EXERCISE AIM:
The response should hold each line from the entries below where "discussion" is found.

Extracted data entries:
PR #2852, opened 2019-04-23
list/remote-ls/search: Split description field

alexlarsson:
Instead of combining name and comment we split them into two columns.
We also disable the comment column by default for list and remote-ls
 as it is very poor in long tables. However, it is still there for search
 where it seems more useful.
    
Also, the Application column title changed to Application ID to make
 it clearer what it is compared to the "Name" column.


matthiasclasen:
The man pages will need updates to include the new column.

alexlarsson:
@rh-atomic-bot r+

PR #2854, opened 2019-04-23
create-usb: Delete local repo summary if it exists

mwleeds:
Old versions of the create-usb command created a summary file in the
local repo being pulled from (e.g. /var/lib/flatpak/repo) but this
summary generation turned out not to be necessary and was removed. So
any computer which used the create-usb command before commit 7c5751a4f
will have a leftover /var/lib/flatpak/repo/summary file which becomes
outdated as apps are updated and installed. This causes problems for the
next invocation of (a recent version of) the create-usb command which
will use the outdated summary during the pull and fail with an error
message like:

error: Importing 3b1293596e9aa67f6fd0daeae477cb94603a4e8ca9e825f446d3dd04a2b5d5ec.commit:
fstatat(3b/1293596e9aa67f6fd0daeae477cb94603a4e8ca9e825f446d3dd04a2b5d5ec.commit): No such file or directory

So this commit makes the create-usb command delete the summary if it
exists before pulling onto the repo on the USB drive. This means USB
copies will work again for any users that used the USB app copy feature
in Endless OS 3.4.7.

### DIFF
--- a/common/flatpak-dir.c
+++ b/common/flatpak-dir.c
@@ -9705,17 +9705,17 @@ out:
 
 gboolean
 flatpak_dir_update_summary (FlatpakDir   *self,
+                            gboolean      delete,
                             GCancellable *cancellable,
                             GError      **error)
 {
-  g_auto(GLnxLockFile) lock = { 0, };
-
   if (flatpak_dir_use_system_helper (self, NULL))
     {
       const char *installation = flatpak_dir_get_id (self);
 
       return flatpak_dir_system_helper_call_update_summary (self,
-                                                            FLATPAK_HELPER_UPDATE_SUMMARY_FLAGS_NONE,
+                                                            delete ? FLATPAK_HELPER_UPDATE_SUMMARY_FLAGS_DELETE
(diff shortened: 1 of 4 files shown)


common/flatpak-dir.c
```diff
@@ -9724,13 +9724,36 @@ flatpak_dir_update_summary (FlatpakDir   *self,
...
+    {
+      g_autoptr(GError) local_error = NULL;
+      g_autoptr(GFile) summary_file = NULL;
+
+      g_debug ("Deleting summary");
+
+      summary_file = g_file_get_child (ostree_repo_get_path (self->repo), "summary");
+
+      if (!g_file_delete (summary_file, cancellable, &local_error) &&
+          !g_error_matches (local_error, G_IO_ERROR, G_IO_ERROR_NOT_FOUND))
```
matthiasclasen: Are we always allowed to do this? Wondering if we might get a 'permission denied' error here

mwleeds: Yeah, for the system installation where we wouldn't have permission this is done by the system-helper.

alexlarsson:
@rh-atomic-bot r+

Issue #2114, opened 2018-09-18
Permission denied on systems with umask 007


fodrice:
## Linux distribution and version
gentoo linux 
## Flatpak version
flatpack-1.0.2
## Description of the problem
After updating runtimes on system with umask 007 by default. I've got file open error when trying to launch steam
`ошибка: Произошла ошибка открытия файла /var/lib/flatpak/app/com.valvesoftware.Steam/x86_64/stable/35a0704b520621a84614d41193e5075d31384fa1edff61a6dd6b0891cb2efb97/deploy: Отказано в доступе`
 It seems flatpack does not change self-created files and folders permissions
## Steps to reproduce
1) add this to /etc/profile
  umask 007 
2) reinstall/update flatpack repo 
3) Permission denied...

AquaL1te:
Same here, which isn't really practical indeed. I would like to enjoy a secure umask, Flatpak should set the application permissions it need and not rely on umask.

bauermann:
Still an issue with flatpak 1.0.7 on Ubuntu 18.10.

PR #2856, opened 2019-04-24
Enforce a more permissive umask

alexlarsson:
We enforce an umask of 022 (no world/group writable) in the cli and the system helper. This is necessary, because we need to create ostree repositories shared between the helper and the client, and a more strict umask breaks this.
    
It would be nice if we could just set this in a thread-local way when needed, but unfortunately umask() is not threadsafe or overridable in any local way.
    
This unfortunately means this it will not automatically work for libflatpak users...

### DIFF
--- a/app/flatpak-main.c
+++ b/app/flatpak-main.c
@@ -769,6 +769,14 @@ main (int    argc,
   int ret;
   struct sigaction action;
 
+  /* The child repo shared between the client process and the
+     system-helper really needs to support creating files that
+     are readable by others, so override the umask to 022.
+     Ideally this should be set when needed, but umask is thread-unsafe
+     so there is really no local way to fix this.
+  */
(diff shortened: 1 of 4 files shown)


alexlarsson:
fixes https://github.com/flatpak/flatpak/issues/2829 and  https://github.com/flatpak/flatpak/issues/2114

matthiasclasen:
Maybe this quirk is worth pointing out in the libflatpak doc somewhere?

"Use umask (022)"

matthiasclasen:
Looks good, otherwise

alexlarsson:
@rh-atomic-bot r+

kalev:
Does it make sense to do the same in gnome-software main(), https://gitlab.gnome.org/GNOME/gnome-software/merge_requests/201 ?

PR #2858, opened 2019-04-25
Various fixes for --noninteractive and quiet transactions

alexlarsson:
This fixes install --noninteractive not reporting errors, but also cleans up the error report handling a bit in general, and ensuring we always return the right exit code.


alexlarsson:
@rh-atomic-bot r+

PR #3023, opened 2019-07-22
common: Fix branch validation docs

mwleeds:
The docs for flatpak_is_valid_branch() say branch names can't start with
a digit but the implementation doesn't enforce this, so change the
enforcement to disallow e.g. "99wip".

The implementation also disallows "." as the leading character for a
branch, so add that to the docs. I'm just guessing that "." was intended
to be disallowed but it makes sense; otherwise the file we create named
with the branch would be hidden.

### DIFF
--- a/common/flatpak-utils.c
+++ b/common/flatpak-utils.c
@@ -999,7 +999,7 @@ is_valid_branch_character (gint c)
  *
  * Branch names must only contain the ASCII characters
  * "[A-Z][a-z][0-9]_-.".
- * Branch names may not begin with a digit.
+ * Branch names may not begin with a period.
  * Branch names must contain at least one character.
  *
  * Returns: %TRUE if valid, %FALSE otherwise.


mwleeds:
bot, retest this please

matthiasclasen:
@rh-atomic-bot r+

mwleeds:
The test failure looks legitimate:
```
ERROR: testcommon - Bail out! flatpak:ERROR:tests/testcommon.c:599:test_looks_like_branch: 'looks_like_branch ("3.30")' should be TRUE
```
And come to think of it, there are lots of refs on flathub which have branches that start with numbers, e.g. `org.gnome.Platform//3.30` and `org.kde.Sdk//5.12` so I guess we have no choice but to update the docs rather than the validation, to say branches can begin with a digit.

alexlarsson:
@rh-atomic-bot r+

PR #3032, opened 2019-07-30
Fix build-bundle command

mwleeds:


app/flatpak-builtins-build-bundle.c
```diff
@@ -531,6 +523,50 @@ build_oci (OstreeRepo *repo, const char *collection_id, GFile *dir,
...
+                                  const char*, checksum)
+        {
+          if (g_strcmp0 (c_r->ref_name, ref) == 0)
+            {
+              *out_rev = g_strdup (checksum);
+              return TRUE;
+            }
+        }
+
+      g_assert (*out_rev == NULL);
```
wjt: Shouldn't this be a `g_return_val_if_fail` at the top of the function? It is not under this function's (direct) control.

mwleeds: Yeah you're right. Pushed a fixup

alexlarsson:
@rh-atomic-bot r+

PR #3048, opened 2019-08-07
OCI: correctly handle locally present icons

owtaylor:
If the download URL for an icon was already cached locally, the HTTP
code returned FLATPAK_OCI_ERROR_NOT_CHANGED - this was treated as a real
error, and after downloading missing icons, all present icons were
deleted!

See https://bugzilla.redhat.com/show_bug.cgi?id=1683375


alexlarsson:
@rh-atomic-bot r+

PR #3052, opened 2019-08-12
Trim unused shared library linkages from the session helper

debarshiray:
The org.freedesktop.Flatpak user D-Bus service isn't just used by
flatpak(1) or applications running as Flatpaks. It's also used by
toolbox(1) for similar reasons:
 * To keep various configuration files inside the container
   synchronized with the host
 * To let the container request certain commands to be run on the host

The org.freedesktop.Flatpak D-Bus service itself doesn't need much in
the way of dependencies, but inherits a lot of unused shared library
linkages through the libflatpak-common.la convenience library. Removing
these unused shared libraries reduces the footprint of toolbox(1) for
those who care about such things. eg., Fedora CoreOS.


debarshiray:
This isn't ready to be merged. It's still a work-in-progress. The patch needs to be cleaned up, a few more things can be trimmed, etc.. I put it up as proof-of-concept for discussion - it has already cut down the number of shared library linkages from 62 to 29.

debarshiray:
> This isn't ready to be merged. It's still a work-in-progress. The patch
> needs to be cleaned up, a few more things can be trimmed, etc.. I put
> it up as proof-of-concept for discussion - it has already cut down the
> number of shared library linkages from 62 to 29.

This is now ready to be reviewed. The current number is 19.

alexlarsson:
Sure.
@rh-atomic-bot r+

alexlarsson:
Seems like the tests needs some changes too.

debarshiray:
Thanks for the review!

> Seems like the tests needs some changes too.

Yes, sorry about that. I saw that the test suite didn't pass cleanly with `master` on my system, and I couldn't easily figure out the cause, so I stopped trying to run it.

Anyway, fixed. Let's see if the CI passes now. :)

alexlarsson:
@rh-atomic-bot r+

...

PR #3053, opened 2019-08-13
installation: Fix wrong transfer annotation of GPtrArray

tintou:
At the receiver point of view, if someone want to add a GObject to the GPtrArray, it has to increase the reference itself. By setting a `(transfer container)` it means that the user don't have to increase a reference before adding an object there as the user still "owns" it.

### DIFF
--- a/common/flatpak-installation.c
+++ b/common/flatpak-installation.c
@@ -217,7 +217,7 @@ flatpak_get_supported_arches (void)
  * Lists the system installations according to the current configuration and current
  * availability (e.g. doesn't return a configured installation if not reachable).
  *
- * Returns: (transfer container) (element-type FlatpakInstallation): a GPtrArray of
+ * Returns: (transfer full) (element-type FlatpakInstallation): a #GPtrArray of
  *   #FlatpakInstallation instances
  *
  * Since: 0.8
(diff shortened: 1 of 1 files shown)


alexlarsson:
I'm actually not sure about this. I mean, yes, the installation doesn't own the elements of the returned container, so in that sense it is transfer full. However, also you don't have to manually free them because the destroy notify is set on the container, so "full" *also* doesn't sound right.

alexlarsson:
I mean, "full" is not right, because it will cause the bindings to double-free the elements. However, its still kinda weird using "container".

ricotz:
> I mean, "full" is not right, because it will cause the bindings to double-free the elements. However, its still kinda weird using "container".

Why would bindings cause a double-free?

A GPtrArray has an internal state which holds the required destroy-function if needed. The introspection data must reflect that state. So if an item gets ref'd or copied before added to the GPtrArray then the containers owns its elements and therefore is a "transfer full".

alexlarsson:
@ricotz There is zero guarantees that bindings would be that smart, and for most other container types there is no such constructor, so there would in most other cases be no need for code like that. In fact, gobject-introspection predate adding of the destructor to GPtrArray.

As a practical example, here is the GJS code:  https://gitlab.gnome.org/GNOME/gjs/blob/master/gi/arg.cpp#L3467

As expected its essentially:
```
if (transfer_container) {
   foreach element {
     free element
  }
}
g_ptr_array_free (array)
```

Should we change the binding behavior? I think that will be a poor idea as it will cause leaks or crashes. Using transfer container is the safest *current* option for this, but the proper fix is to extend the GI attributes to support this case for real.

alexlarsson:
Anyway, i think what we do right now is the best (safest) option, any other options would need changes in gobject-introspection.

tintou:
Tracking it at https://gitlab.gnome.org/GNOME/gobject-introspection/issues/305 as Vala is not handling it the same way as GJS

TASK SOLUTION:
This isn't ready to be merged. It's still a work-in-progress. The patch needs to be cleaned up, a few more things can be trimmed, etc.. I put it up as proof-of-concept for discussion - it has already cut down the number of shared library linkages from 62 to 29.
> it up as proof-of-concept for discussion - it has already cut down the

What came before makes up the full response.